*** DATA EXTRACTS Section Begins ***

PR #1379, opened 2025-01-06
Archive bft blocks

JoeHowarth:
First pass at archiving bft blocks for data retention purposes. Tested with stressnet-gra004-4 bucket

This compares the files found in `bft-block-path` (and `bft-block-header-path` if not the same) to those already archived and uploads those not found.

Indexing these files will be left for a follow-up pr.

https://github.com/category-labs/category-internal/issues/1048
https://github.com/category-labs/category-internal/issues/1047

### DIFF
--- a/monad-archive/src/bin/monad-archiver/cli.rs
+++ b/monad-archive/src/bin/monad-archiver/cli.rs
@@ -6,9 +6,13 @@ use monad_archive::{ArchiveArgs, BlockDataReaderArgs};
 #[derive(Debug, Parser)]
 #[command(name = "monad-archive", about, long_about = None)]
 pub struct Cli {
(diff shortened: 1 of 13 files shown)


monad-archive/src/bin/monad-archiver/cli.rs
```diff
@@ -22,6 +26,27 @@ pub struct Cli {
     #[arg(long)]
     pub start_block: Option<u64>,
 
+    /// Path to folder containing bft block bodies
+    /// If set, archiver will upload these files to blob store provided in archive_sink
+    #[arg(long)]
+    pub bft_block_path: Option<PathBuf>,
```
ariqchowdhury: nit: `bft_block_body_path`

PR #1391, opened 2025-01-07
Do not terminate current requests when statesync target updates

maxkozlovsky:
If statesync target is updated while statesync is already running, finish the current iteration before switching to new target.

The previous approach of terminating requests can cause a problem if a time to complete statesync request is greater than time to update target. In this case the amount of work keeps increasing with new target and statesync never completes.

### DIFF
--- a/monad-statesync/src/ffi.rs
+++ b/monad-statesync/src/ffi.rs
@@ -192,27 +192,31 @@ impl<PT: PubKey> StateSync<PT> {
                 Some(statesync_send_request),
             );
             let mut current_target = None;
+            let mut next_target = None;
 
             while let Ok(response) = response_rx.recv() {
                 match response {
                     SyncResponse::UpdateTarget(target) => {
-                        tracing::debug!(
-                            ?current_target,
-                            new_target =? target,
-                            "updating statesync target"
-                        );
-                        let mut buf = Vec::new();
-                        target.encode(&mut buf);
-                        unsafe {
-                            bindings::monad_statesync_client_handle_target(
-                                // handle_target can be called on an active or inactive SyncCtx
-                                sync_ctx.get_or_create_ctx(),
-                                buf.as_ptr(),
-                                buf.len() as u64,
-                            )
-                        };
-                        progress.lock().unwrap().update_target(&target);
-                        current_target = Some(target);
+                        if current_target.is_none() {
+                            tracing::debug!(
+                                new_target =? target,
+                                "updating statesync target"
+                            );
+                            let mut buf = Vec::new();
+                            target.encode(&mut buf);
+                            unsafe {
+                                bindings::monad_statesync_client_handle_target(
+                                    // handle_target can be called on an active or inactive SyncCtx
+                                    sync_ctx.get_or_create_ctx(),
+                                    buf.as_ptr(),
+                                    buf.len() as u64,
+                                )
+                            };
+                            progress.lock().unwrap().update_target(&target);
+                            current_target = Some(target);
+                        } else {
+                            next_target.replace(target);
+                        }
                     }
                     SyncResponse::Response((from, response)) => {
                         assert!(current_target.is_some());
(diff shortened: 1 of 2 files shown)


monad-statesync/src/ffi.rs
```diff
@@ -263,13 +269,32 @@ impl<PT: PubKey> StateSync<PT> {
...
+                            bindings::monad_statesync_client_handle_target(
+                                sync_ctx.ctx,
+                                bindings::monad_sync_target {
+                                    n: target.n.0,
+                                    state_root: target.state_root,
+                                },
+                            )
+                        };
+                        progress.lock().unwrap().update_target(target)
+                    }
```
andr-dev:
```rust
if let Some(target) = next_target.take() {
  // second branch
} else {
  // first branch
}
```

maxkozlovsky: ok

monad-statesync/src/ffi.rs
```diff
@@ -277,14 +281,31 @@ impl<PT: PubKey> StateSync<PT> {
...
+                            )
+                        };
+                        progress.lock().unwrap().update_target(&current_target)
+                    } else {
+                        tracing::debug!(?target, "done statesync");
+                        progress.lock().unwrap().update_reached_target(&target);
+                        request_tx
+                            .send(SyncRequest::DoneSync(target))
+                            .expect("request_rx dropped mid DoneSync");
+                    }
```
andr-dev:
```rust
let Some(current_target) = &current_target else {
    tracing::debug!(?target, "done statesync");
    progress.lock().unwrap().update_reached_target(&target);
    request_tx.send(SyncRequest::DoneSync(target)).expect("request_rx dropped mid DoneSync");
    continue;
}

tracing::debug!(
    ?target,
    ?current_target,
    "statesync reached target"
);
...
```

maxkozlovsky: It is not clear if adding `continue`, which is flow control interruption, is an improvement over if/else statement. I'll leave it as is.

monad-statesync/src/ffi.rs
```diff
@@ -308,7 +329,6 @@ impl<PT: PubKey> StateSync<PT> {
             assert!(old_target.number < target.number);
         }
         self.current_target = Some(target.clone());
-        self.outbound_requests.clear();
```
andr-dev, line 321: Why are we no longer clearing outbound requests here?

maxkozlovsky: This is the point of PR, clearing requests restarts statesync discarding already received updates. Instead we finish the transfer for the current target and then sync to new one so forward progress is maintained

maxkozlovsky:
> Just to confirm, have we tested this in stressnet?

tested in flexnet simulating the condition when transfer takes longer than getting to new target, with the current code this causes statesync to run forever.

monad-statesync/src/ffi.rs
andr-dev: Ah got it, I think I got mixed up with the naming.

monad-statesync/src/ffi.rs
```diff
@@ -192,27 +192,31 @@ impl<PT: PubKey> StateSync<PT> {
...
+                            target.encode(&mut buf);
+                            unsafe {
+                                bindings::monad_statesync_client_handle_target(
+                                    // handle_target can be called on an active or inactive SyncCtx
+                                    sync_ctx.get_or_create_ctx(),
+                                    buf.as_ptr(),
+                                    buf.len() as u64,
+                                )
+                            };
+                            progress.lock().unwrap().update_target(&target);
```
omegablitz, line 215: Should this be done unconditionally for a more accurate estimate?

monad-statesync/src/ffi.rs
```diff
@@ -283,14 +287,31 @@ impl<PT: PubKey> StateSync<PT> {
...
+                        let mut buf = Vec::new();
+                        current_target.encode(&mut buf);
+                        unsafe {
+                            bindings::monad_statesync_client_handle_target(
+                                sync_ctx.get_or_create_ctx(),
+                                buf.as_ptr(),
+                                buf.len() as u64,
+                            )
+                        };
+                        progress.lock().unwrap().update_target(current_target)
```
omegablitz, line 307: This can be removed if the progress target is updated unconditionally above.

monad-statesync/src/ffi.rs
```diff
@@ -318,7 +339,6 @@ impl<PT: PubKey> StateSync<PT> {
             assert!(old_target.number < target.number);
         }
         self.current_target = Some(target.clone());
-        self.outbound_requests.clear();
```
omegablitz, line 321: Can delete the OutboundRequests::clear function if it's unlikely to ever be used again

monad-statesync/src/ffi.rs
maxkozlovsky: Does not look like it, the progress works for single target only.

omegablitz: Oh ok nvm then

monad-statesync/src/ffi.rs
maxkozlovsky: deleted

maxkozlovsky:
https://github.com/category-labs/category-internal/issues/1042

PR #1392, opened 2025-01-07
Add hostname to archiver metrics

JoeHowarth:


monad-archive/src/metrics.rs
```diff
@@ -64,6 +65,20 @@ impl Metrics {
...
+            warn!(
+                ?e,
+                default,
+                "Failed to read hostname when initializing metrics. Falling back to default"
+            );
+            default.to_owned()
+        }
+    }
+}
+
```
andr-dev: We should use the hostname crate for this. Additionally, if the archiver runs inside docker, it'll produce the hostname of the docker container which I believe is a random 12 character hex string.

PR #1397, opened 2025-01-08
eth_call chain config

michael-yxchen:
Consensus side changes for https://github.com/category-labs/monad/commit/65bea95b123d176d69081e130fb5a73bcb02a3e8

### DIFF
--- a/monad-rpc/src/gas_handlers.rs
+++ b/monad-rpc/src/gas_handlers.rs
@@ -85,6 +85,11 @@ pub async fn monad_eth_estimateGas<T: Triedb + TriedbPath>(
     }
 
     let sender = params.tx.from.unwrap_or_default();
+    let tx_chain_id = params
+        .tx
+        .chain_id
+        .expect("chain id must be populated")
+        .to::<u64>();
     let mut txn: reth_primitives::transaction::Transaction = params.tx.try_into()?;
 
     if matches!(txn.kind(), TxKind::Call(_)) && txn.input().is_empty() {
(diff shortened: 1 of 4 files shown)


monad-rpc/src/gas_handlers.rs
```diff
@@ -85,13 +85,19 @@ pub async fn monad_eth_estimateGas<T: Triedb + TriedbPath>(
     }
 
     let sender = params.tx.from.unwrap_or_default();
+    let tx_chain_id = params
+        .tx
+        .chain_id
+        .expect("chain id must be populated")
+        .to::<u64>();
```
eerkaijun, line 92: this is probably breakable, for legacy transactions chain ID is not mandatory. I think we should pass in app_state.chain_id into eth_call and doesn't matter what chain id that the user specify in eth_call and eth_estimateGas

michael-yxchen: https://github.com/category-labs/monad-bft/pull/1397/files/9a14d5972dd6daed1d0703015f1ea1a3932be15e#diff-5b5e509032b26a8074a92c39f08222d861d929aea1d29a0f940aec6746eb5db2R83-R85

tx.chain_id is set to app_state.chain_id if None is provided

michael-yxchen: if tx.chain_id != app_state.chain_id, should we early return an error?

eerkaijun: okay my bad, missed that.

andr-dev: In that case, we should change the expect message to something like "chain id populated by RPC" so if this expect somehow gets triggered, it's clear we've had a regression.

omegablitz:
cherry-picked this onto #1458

*** DATA EXTRACTS Section Ends ***
*** DATA EXTRACTS Section Begins ***

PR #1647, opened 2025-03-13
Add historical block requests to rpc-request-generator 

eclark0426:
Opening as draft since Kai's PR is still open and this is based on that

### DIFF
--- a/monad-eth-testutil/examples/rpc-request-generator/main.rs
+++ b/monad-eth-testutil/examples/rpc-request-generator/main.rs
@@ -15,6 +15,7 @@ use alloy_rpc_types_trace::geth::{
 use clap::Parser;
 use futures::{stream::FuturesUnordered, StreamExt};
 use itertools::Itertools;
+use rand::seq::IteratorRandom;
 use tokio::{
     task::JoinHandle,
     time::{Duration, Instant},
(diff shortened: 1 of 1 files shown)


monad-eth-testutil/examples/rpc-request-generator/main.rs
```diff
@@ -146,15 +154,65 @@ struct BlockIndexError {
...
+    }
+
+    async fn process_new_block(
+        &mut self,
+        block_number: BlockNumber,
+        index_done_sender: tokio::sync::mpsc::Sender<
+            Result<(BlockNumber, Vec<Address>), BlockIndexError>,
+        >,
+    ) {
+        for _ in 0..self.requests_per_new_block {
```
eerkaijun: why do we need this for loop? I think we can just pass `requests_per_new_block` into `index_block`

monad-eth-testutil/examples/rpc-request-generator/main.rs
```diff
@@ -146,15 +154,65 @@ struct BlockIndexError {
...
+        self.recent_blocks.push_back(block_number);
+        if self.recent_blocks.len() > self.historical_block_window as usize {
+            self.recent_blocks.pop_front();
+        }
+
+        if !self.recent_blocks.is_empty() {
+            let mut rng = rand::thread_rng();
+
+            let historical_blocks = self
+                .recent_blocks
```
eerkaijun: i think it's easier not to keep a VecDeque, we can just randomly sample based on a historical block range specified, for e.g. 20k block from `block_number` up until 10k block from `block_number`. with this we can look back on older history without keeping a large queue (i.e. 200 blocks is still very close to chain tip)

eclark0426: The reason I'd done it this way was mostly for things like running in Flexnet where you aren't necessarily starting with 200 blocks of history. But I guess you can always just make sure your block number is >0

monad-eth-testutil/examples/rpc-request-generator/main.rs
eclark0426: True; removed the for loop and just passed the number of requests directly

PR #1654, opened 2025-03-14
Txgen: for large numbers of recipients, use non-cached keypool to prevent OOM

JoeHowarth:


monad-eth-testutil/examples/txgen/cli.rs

*** DATA EXTRACTS Section Ends ***

● **TASK STATEMENT**
Which lines above include the string "expect"? Show them.

● **RESPONSE TO THE EXERCISE**
+                            .expect("request_rx dropped mid DoneSync");
    request_tx.send(SyncRequest::DoneSync(target)).expect("request_rx dropped mid DoneSync");
+        .expect("chain id must be populated")
+        .expect("chain id must be populated")
andr-dev: In that case, we should change the expect message to something like "chain id populated by RPC" so if this expect somehow gets triggered, it's clear we've had a regression.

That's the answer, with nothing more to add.